We present an improved gas chronology for a shallow blue ice record (S27) drilled in the Allan Hills Blue Ice Area, East Antarctica, located in close proximity to the current northwest margin of the Ross Ice Shelf (RIS). The new S27 gas chronology is derived from the δ¹⁸O of O₂ trapped in the ice. Complementary CH₄ and CO₂ measurements validate and refine the gas chronology, paving the way for future utilization of S27 samples. The calculation of accumulation rate on the basis of the ice-age–gas-age differences between 115 and 140 ka in S27 reveals a dramatic increase in accumulation rate since 132 ka peaking at 128.2 ka and coinciding with the peak LIG Antarctic warming and atmospheric CO₂.

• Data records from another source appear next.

Issue #1266, opened 2022-03-04
Remove diameter.


joaander:
## Description

Remove the diameter shifting logic in all C++ neighbor list implementations.

## Motivation and context

With the removal of SLJ and related methods in v3, this code is no longer needed.

joaander:
Includes:
- Removing diameter shifting in the neighbor list.
- Removing diameter from snapshot data structures.
- Modifying the built in GSD writer and reader to ignore diameters.
- Possibly removing the diameter particle property (though this is a lot of work with little to gain).
- Find and remove references to diameter in the documentation.

Reason: Diameters cause more confusion that they help when working with visualization tools like OVITO. Many users also make assumptions that HOOMD uses the diameter in some way when it does not.

mphoward:
Strongly support, diameter shifting triggers some exotic and little used code paths in the neighbor list. I think there might also be some code floating around in the communicator related to this too, but I don't remember if/how @jglaser might have refactored some of that. Suggest to add:

* Check `Communicator` and `CommunicatorGPU` for diameter shifting in MPI and remove as needed

to your list! I think you might need to be careful doing this part, though, because there may be some stuff in the that looks like diameter shifting but is actually related to rigid body diameters rather than particle diameters.

joaander:
Will do.

MartinGirard:
I have a bit of a side comment to this. The presence of the diameter property was practical for custom evaluators. By abusing this property, one could write a potential that depended on a per-particle property. It's still possible to do without, but it requires a significant amount of code, for instance new force compute kernel, need to connect to particle sorting signal, etc. 

It might be useful to also provide a method to create custom evaluator that require custom per-particle properties when diameters are removed.

joaander:
> I have a bit of a side comment to this. The presence of the diameter property was practical for custom evaluators. By abusing this property, one could write a potential that depended on a per-particle property. It's still possible to do without, but it requires a significant amount of code, for instance new force compute kernel, need to connect to particle sorting signal, etc.
> 
> It might be useful to also provide a method to create custom evaluator that require custom per-particle properties when diameters are removed.

Do you need both custom per-particle quantities *and* charge? If not, you could abuse charge instead of diameter.

I agree that the ideal solution would be a system that supports dynamically added and arbitrarily named per-particle quantities. That is a very complex feature to introduce. I would hope to add it some day but I don't have a time frame.

MartinGirard:
[...]

PR #1538, opened 2023-04-14
Improve `write.GSD` and `get_snapshot` performance.

joaander:
## Description

* Rewrite GSD writer to directly use local particle properties in place of `takeSnapshot`.
* Rewrite serial `takeSnapshot` code path to improve performance.
* The MPI code path in `takeSnapshot` remains slow for now, but could later be rewritten with code similar to the new code in `GSDDumpWriter`.
* Topology (bond, angle, ...) snapshots also remain slow (most use cases only write this in the first frame).
* Remove `ExternalCallback` code, as it is unused and relies on the now removed `std::map` in the snapshot.
* Expand the `dynamic` flag to take in a list of individual particle fields. Keep the existing `'property'`, `'attribute'`, and `'momentum'` meta-fields for backward compatibility.

## Motivation and context

`write.GSD` is extremely slow in current releases. On profiling, I found the majority of the time was spent in creating and iterating through the `std::map` used by `takeSnapshot`. Next after that is std::vector allocations in the snapshot objects.

* The new GSD writer accesses only the particle data needed given the user parameters (e.g. in the default dynamic=['property'], only position and orientation are accessed). 
* GSD now only sorts the non-default values it will write. 
* GSD now holds on to the `std::vector` instances from one frame to the next to avoid reallocation costs.
* In MPI, GSD now uses an optimized k-way merge sort to order the particles in increasing tag order.

The optimizations to `takeSnapshot` are in this pull request because I took those steps first in an effort to boost GSD performance. There is more work to make `takeSnapshot` as fast in MPI as GSD is, but I leave that work for a future pull request.

In log only GSD files (`filter=hoomd.filter.Null()`), performance is now ~1000x faster (speedup depends on system size) as GSD no longer accesses any particle data in this case - before it always called `takeSnapshot`.

## How has this been tested?

Existing unit tests pass.

Will post benchmark results when ready to review.

## Change log

```
Changed:

* Increase performance of ``hoomd.write.GSD``.
* Increase performance of ``hoomd.State.get_snapshot`` in serial.
* `hoomd.write.GSD.dynamic` now allows fine grained control over individual particle fields.
```

## Checklist:


joaander:
Benchmark results on `cheme-hodges` (NVME SSD):
* 1 rank, N=64000
  * This branch: 241 MiB/s
  * `trunk-major`: 34.8 MiB/s
* 1 rank, N=1000000
  * This branch: 203 MiB/s
  * `trunk-major`: 33.2 MiB/s
* 6 ranks, N=64000:
  * This branch: 150 MiB/s
  * `trunk-major`: 13.1 MiB/s
* 6 ranks, N=1000000)
  * This branch: 191 MiB/s
  * `trunk-major`: 11.1 MiB/s

I will add this benchmark to `hoomd-benchmarks` soon. To test, I ran` python3 -m hoomd_benchmarks.write_gsd --device CPU -v --repeat=5 --warmup_steps=100 --benchmark_steps=500 -N <N> --bandwidth`.

joaander:
Benchmark results on `summit` (Alpine):
* 1 rank, N=64000
  * This branch: 12.2 MiB/s (16.5 frames/second)
  * `trunk-major`: 8.7 MiB/s (11.6 frames/second)
* 1 rank, N=1000000
  * This branch:  84.4 MiB/s (7.5 frames/second)
  * `trunk-major`: 14.0 MiB/s (1.28 frames/second)
* 6 ranks, N=64000:
  * This branch: 11.5 MiB/s
  * `trunk-major`:  4.79 MiB/s
* 6 ranks, N=1000000)
  * This branch: 81.6 MiB/s
  * `trunk-major`:  6.02 MiB/s

joaander:
With the new fine grained dynamic control, setting `dynamic=['particles/position']` offers a slight performance increase over the default `dynamic=['property']` (which includes orientation).

joaander:
@b-butler @tommy-waltmann I ask you both to review as this is a critical piece of code. Exiting unit test pass. Adding new unit tests that cover all 1024+ combinations of parameters is not feasible.

hoomd/GSDDumpWriter.cc
```diff
@@ -150,85 +299,61 @@ void GSDDumpWriter::analyze(uint64_t timestep)
...
+        writeFrameHeader(m_local_frame);
+        writeAttributes(m_local_frame);
+        writeProperties(m_local_frame);
+        writeMomenta(m_local_frame);
         }
 
     // topology is only meaningful if this is the all group
     if (m_group->getNumMembersGlobal() == m_pdata->getNGlobal()
-        && (m_write_topology || nframes == 0))
+        && (m_write_topology || m_nframes == 0))
```
b-butler, line 346: Sort of tangential, but if we are not going to follow a user's specification (even if it doesn't make sense) , shouldn't we error rather than silently not follow his/her specification?

hoomd/GSDDumpWriter.cc
```diff
@@ -1110,6 +1015,482 @@ void GSDDumpWriter::populateNonDefault()
...
+                {
+                image = h_image.data[index];
+                }
+
+            frame.global_box.wrap(position, image);
+
+            if (m_particle_dynamic[gsd_flag::position] || m_nframes == 0)
+                {
+                if (position.x != Scalar(0.0) || position.y != Scalar(0.0)
+                    || position.z != Scalar(0.0))
```
b-butler:
```suggestion
                if (position != vec3<Scalar>{0.0, 0.0, 0.0})
```
Is there a reason not to use the overloaded `==`?

hoomd/GSDDumpWriter.cc
```diff
@@ -1110,6 +1015,482 @@ void GSDDumpWriter::populateNonDefault()
...
+                    {
+                    all_default[gsd_flag::position] = false;
+                    }
+
+                frame.particle_data.pos.push_back(vec3<float>(position));
+                }
+
+            if (m_particle_dynamic[gsd_flag::image] || m_nframes == 0)
+                {
+                if (image.x != 0 || image.y != 0 || image.z != 0)
```
b-butler:
```suggestion
                if (image.x != int3{0.0, 0.0, 0.0})
```

hoomd/GSDDumpWriter.cc
```diff
@@ -1110,6 +1015,482 @@ void GSDDumpWriter::populateNonDefault()
...
+                    {
+                    all_default[gsd_flag::mass] = false;
+                    }
+
+                frame.particle_data.mass.push_back(mass);
+                }
+
+            if (m_particle_dynamic[gsd_flag::velocity] || m_nframes == 0)
+                {
+                if (velocity.x != 0.0f || velocity.y != 0.0f || velocity.z != 0.0f)
```
b-butler:
```suggestion
                if (velocity.x != vec3<float>{0.0, 0.0, 0.0f})
```

hoomd/GSDDumpWriter.cc
```diff
@@ -1110,6 +1015,482 @@ void GSDDumpWriter::populateNonDefault()
...
+                                       access_location::host,
+                                       access_mode::read);
+
+        frame.particle_data_present[gsd_flag::inertia] = true;
+
+        for (unsigned int index : m_index)
+            {
+            vec3<float> inertia = vec3<float>(h_inertia.data[index]);
+
+            if (inertia.x != 0.0f || inertia.y != 0.0f || inertia.z != 0.0f)
```
b-butler:
```suggestion
            if (inertia != vec3<float>{0.0, 0.0, 0.0})
```

hoomd/GSDDumpWriter.cc
```diff
@@ -1110,6 +1015,482 @@ void GSDDumpWriter::populateNonDefault()
     gsd_close(&m_handle);
     }
 
+void GSDDumpWriter::populateLocalFrame(GSDDumpWriter::GSDFrame& frame, uint64_t timestep)
```
b-butler, line 1018: Why the decision to iterate over index N attribute times rather than once with conditionals inside? Is it faster or just cleaner?

hoomd/md/pytest/test_gsd.py
```diff
@@ -237,7 +237,7 @@ def test_write_gsd_dynamic(simulation_factory, create_md_sim, tmp_path):
 
     sim = create_md_sim
 
-    # test default dynamic=['property']
+    # test default dynamic=['property', 'property']
```
b-butler:
```suggestion
    # test default dynamic=['property']
```

hoomd/md/pytest/test_gsd.py
```diff
@@ -107,7 +107,7 @@ def test_write_gsd_trigger(create_md_sim, tmp_path):
     gsd_writer = hoomd.write.GSD(filename=filename,
```
b-butler, line 107: While I agree that we should/can not test all combinations. It would be worth testing once using the individual attributes rather than the group ones.

hoomd/write/gsd.py
```diff
@@ -80,37 +80,37 @@ class GSD(Writer):
...
 
     * **momentum**
 
-        * particles/velocity
-        * particles/angmom (*only written when values are not the
-          default: [0,0,0,0]*)
-        * particles/image (*only written when values are not the
-          default: [0,0,0]*)
+      * particles/velocity
+      * particles/angmom (*only written when values are not the
```
b-butler: If we are going to document when we don't write them should we not do this for all of them?

hoomd/write/gsd.py
tommy-waltmann, line 1: We should add something to the docstring saying that individual particle quantities can be made dynamic a la carte. Also, line 76 seems to cut off in the middle of a sentence.

hoomd/write/gsd.py
```diff
@@ -80,37 +80,37 @@ class GSD(Writer):
```
tommy-waltmann, line 81: The line above this one says that *property* is always dynamic, but I don't think that is true anymore.

hoomd/md/pytest/test_gsd.py
tommy-waltmann, line 1: Let's add at least a few test cases where individual quantities are made dynamic. For example, just making `particles/velocity` dynamic instead of all of the momentum quantities, or just `particles/position` instead of all of the property quantities. I imagine these will be relatively frequent use cases.

hoomd/hpmc/ExternalCallback.h
tommy-waltmann, line 1: What does this have to do with improving `gsd` and `get_snapshot` performance?

tommy-waltmann (changes requested):
This is the start of my review, I'll go through the guts of the changes in the future.

b-butler (changes requested):
We need to document the setting of individual quantities in gsd.py.

Besides that and my other comments, the code looks good and well written.

hoomd/write/gsd.py
joaander: I updated the docstring `gsd.py`.

hoomd/write/gsd.py
joaander: Fixed in the docstring update.

hoomd/hpmc/ExternalCallback.h
joaander: As stated in the pull request description:
> Remove `ExternalCallback` code, as it is unused and relies on the now removed `std::map` in the snapshot.

My options were to either refactor the unused and untested code, or remove it.

hoomd/GSDDumpWriter.cc
joaander: It should not be an error to write the first frame of the file with a filter that selects a subset. Otherwise, users could never select a subset.

Do you think it would be useful for users to receive an exception on the 2nd frame written to the file if they both select a subset and include `'topology'` in the dynamic list?

hoomd/GSDDumpWriter.cc
joaander: I forget that these exist.

hoomd/hpmc/ExternalCallback.h
tommy-waltmann: Apologies for that, I should have read closer.

hoomd/GSDDumpWriter.cc
joaander: Instantiating all of the `ArrayHandle`s outside the scope of one loop would require that all particle data is copied from the GPU to the CPU. Instantiating the `ArrayHandle`s inside the conditional scope in an inner loop would add excessive overhead with all the calls to `GPUArray::acquire`. Multiple loops over `m_index` is also not ideal, but I thought it to be the best of the available options.

hoomd/write/gsd.py
joaander: I pushed an update to `gsd.py` just after this review that removed all these notes. Let me know if you prefer that we instead document all the defaults here instead.

hoomd/md/pytest/test_gsd.py
joaander: Implemented.

hoomd/md/pytest/test_gsd.py
joaander: Done.

hoomd/GSDDumpWriter.cc
b-butler: @joaander I was thinking of cases where users specify to write out `topology` that is explicitly in `dynamic`, but the filter excludes some particles. So only erroring when `m_write_topology == true` and `m_group->getNumMembersGlobal() != m_pdata->getNGlobal()`

The error doesn't need to be here, but could be put in `setDynamic`.

hoomd/write/gsd.py
b-butler: I am good with the removal.

hoomd/write/gsd.py
```diff
@@ -70,47 +70,44 @@ class GSD(Writer):
...
+    writes non-dynamic fields only the first frame. When reading a GSD file,
     the data in frame 0 is read when a quantity is missing in frame *i*,
-    supplying data that is static over the entire trajectory.  Set the *dynamic*
+    supplying data that is static over the entire trajectory.
 
-    Specify the one or more of the following strings in **dynamic** to make the
-    corresponding quantities dynamic (**property** is always dynamic):
+    Provide one or more of the following strings in the `dynamic` list to make
+    the corresponding field dynamic (or all fields in a given category)
+    **dynamic**:
```
tommy-waltmann: I think this is worded a bit awkwardly, the word dynamic appears twice in a row, ignoring parentheses.

hoomd/write/gsd.py
```diff
@@ -70,47 +70,44 @@ class GSD(Writer):
     To reduce file size, `GSD` does not write properties that are set to
     defaults. When masses, orientations, angular momenta, etc... are left
     default for all particles, these fields will not take up any space in the
-    file. Additionally, `GSD` only writes *dynamic* quantities to all frames. It
-    writes non-dynamic quantities only the first frame. When reading a GSD file,
+    file. Additionally, `GSD` only writes *dynamic* fields to all frames. It
+    writes non-dynamic fields only the first frame. When reading a GSD file,
```
tommy-waltmann: If I understand this correctly, when a user sets a given field to the default value in frame 0, it will not be written in later frames even if the user requests that it be dynamic? That seems counterintuitive to me.

joaander:
And on Frontier (Orion):
* 1 rank, N=64000
  * This branch: 11.64 MiB/s (15.5 frames/s)
* 1 rank, N=1000000
  * This branch:  99.8 MiB/s
* 6 ranks, N=64000:
  * This branch: 10.75 MiB/s (8.5 frames/s)
* 6 ranks, N=1000000)
  * This branch: 101 MiB/s

I have confirmed that the per-frame `fsync` for stability limits the performance on these massive scale systems to ~10-15 frames/s. When I remove the `fsync`, the benchmark achieves ~500-600 MiB/s regardless of system size.

hoomd/GSDDumpWriter.cc
joaander: I don't think the error can be checked in `setDynamic`. The user may provide group that changes membership from one frame to the next.

hoomd/GSDDumpWriter.h
```diff
@@ -153,49 +124,109 @@ class PYBIND11_EXPORT GSDDumpWriter : public Analyzer
...
-    bool m_write_momentum = false;  //!< True if momenta should be written
-    bool m_write_topology = false;  //!< True if topology should be written
-    bool m_write_diameter = false;  //!< True if the diameter attribute should be written
-    gsd_handle m_handle;            //!< Handle to the file
+    std::string m_fname;           //!< The file name we are writing to
+    std::string m_mode;            //!< The file open mode
+    bool m_truncate = false;       //!< True if we should truncate the file on every analyze()
+    bool m_is_initialized = false; //!< True if the file is open
+    bool m_write_topology = false; //!< True if topology should be written
+    bool m_write_diameter = false; //!< True if the diameter attribute should be written
```
tommy-waltmann, line 201: Why do we still carry around a flag specifically for particle diameter instead of checking `m_particle_dynamic[gsd_flag::diameter]`?

hoomd/GSDDumpWriter.cc
```diff
@@ -63,63 +64,211 @@ GSDDumpWriter::GSDDumpWriter(std::shared_ptr<SystemDefinition> sysdef,
...
+#ifdef ENABLE_MPI
+    if (m_sysdef->isDomainDecomposed())
+        {
+        m_gather_tag_order = GatherTagOrder(m_exec_conf->getMPICommunicator());
+        }
+#endif
+
+    m_particle_dynamic.reset();
+    m_particle_dynamic[gsd_flag::position] = true;
+    m_particle_dynamic[gsd_flag::orientation] = true;
```
tommy-waltmann, line 77: According to the migration guide, these are not dynamic by default any more.

tommy-waltmann (changes requested):
Here are a few more comments after I went through all the changes.

hoomd/GSDDumpWriter.cc
joaander: I tried to be clear in the migration guide:
> `hoomd.write.GSD` no longer enforces 'property' as an always dynamic quantity

I did not change the default (see `gsd.py` line 178) or the corresponding docstring.

The migration guide covers the case where a user provides a value for `dynamic` that doesn't include `'property'`.

For example, in v3:
```
>>> write_gsd = hoomd.write.GSD(..., dynamic = ['momentum'])
>>> print(write_gsd.dynamic)
['property', 'momentum']
```

In v4:
```
>>> write_gsd = hoomd.write.GSD(..., dynamic = ['momentum'])
>>> print(write_gsd.dynamic)
['particles/velocity', 'particles/angmom', 'particles/image']
```

If you have any suggestions on how to make this more clear in the migration guide, let me know.

hoomd/GSDDumpWriter.h
joaander: Because I wish the user to opt-in to writing diameters on both frame 0 and subsequent frames. So far, we only have 1 user who has expressed an interest in this: #1266

hoomd/write/gsd.py
joaander: When a field is non-default in frame 0, GSD will write it in subsequent frames when the user requests it to be dynamic.

joaander: I noted this corner case in the documentation.

hoomd/write/gsd.py
joaander: I revised this language.

b-butler (approved):

tommy-waltmann (approved):
I think the documentation is about as clear as its going to get for now. We can always go back and adjust wording based on confusion from users on the mailing list if needed.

We hypothesize that in addition to changes in the large-scale atmospheric circulation affecting precipitation on the Antarctic continent, sea ice and ice shelf extent could alter local meteorological boundary conditions and lead to the observed spike in accumulation rate. A greater reduction in size of the RIS would cause the storm tracks that bring substantial precipitation to Victoria Land today to migrate farther south. The ice shelf retreat would also be compatible with a high sea-level stand around 129 ka sourced from the collapse of the West Antarctica Ice Sheet near the onset of the Last Interglacial period (Yau et al., 2016; Rohling et al., 2019). If this was the case, an early collapse of the WAIS (along with the RIS) in the LIG would underscore its vulnerability to rising temperatures.

Our data suggest that, soon after the conclusion of peak warming, the open ocean conducive to a high accumulation rate near S27's accumulation region once again became covered by ice by 125 ka. The depositional site of S27 returned to its previous conditions characterized by low accumulation rates similar to those today. We conclude that if the Ross Ice Shelf indeed collapsed early in the LIG, it would have quickly re-advanced by 125 ka, possibly fed by the ice streams sourced from the East Antarctic Ice Sheet.